About That Waist

What do you do when you’re middle-aged, your weight has crept up and continues to do so, you’re a student or office worker who spends much of her time sitting at a computer, your husband is an enabler, and you’re basically a food slut who can’t say no?

I am fucking fat. I’m just being real, here.  I’m not fat like the 1980’s Ricki Lake of John Waters films or that woman who can’t leave her bed.  I don’t aim to fat shame anyone, but being overweight or obese is unhealthy. All of these pop songs out these days say, “Don’t want none unless you got buns, hun!” or “Don’t worry about your size!”

Great. I may be at risk for heart disease and diabetes, but it’s okay “cuz boys like a little more booty to hold at night!”

I don’t necessarily look too fat, but I squeeze as much of my gut as I can into my jeans and cover the rest with a loose shirt. Problem is, now I’m busting out of my some of my shirts, too. Not with my bust, though. I can grab a good hunk of flab in my midsection.

Here’s the thing. Whatever.  I couldn’t care less really.  My gut fat is accentuated by my lack of muscle left in that area from having had three c-sections.  It’s kind of a badge of honor of sorts, like stretch marks.  That would be fine and dandy except for three things. My BMI puts me at overweight and damn close to obese, I was prescribed blood pressure medication, and my paternal grandmother had diabetes and several strokes before she died.  Oh, four things – my father had a heart attack at a pretty young age.

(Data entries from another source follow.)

PR #152, opened 2025-06-24
Taylor plot

jthanwer:
Add support for comparing model statistics within Taylor diagrams with absolute or normalized data.
Normalization is performed automatically as part of the plotting function if requested.
The main function `plot_taylor_diagram` and associated class `TaylorDiagram` are implemented in the `fluxy/plots/mf_stats.py` script.
An example of how to use the new function has been added to the jupyter notebook.


fluxy/plots/mf_stats.py
```diff
@@ -1,8 +1,173 @@
...
+        ax.axis["left"].major_ticklabels.set_axis_direction("bottom")
+        ax.axis["left"].label.set_axis_direction("bottom")
+        ax.axis["left"].label.set_text(label_sd)
+
+        # Standard deviation axis (right)
+        ax.axis["right"].set_axis_direction("top")
+        ax.axis["right"].toggle(ticklabels=True, label=True)
+        ax.axis["right"].major_ticklabels.set_axis_direction("left")
+        ax.axis["right"].label.set_axis_direction("top")
+        ax.axis["right"].label.set_text(label_sd)
```
lionel42: Here you could define what you want to be specific to each ax in a dictionary and then loop over the 3 axis that you have

fluxy/plots/mf_stats.py
```diff
@@ -107,3 +272,154 @@ def plot_stats_mf(
...
+
+def plot_taylor_diagram(
+    stats: dict[Literal['prior', 'posterior'], pd.DataFrame],
+    model_colors: dict[str, str],
+    model_labels: dict[str, str],
+    model_markers: list[str] = ['o'],
+    normalize: bool = True,
+    plot_type_model: Literal['separate', 'together'] = 'separate',
+    plot_type_stat: Literal['separate', 'together'] = 'separate',
+    include: list[str] = ['prior', 'posterior'],
```
lionel42: If include is a substet of stats keys, you could use `list[Literal[...[]]`

fluxy/plots/mf_stats.py
```diff
@@ -107,3 +272,154 @@ def plot_stats_mf(
...
+
+        # Skip if stat is not in include
+        if s not in include:
+            continue
+
+        # Fetch statistical data
+        long_stat = pd.melt(stat, id_vars=['model', 'site'], value_vars=['pearson', 'sd_obs', 'sd_sim'])
+        df_pearson = long_stat[long_stat['variable'] == 'pearson'].pivot(index='site', columns='model', values='value')
+        df_sds_obs = long_stat[long_stat['variable'] == 'sd_obs'].pivot(index='site', columns='model', values='value')
+        df_sds_sim = long_stat[long_stat['variable'] == 'sd_sim'].pivot(index='site', columns='model', values='value')
```
lionel42: make a function to avoid duplicated code

fluxy/plots/mf_stats.py
```diff
@@ -107,3 +272,154 @@ def plot_stats_mf(
...
+
+            # Get the statistics for the model m
+            list_sds_obs = df_sds_obs[m].values
+            list_sds_sim = df_sds_sim[m].values
+            list_pearsons = df_pearson[m].values
+            
+            # Normalize the data if needed
+            if normalize:
+                list_sds_sim /= list_sds_obs
+                list_sds_obs /= list_sds_obs
```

I don’t want to need medication to live. All of you Meghan Trainor worshippers out there, it’s great that you feel confident at any size, but be careful. Size does matter when it comes to health.

My husband is great. He likes to cook big breakfasts, he always offers to get me chips when he goes to the store, he brings me a bowl of ice cream out of the blue and refills my coffee for me. These things don’t just happen as a treat, though. They get to be a daily habit until I finally say, “Stop! Please.  I can’t eat like this. I’m getting fat.”

And indeed, when I download the MyFitnessPal app and track my intake for a week, it does confirm that if I continue eating the amount of calories I eat, I will weigh three more pounds five weeks from now (then another three pounds, etc…)

My husband has a belly. He eats well. But he’s also on his feet all day and rides his bicycle a lot. However, he is on blood pressure medication, too.  His cholesterol hasn’t crossed the line into the high range yet, but I don’t like the fact that his doctor told him his level is fine, his diet is fine with his amount of activity, and we’ll just watch it. Watch it go up until he finally needs cholesterol meds?

Uh, no, that’s not a good plan. Do doctors just not bother to tell their patients what they need to do for good health because patients don’t listen anyway? Because they get kick backs for prescribing meds? What?  It sure would’ve helped to have the doc on my side when I say we eat in an unhealthy way and really need to change.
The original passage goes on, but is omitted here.